Assignment: Reproduce exactly the opening lines of the listing, stopping after the line that contains "IMHO, the error" and including it.
BEGIN Data in this exercise
PR #409, opened 2017-01-09
Warning instead of error if hkl can not be loaded

### LINKED ISSUE #394: Pool should not log an ERROR if hkl is not installed
If the HKL library is not installed, any invocation of the Pool logs this error (which is otherwise harmless , in the sense that it just indicates that you cannot use HKL stuff):

MainThread     ERROR    2016-12-22 10:32:41,590 ModuleManager: Invalid module 

IMHO, the error message is confusing, though. It should be an INFO or WARNING at most instead  (or even probably just a DEBUG). As it is, the message is likely to mislead in case of unrelated problems.

teresanunez:
PR to Fix #394

### DIFF
--- a/src/sardana/pool/poolcontrollers/HklPseudoMotorController.py
+++ b/src/sardana/pool/poolcontrollers/HklPseudoMotorController.py
@@ -48,8 +48,6 @@ import PyTango
 
 from itertools import chain
 
-from gi.repository import GLib
-from gi.repository import Hkl
 
 from taurus.core.util.codecs import CodecFactory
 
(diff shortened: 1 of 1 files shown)


cpascual:
As it is now, I get the message duplicated:
~~~
$ Pool demo2 
(...)
MainThread     WARNING  2017-01-11 12:18:54,881 ControllerManager: HklPseudoMotorController: Not able to load Hkl library. Diffractometer controller can not be used
MainThread     WARNING  2017-01-11 12:18:54,884 ControllerManager: HklPseudoMotorController: Not able to load Hkl library. Diffractometer controller can not be used
~~~

Is it just me?

teresanunez:
I also got it ... but I put it only once ... I seems to be something created by Sardana ...
 Loading twice? (load and reload).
END Data in this exercise
Result for this exercise:
PR #409, opened 2017-01-09
Warning instead of error if hkl can not be loaded

### LINKED ISSUE #394: Pool should not log an ERROR if hkl is not installed
If the HKL library is not installed, any invocation of the Pool logs this error (which is otherwise harmless , in the sense that it just indicates that you cannot use HKL stuff):

MainThread     ERROR    2016-12-22 10:32:41,590 ModuleManager: Invalid module 

IMHO, the error message is confusing, though. It should be an INFO or WARNING at most instead  (or even probably just a DEBUG). As it is, the message is likely to mislead in case of unrelated problems.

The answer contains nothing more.